◆ YOUR TASK:
Beneath this task are records; print exactly the stretch of them from the line with "Fixing update of issue #477" through the line with "I noticed a", both ends included.

◆ DATA FOR PROCESSING:
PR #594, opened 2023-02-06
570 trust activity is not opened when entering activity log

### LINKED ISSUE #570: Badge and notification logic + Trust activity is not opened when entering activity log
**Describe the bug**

...

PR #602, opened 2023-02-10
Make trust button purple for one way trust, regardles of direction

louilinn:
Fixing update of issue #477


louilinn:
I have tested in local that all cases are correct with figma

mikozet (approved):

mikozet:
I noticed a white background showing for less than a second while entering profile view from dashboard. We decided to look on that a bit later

==

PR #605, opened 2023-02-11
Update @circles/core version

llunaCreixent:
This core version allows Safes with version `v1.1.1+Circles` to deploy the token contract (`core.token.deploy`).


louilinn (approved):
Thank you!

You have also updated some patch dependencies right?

◆ ANSWER BELOW:
Fixing update of issue #477


louilinn:
I have tested in local that all cases are correct with figma

mikozet (approved):

mikozet:
I noticed a white background showing for less than a second while entering profile view from dashboard. We decided to look on that a bit later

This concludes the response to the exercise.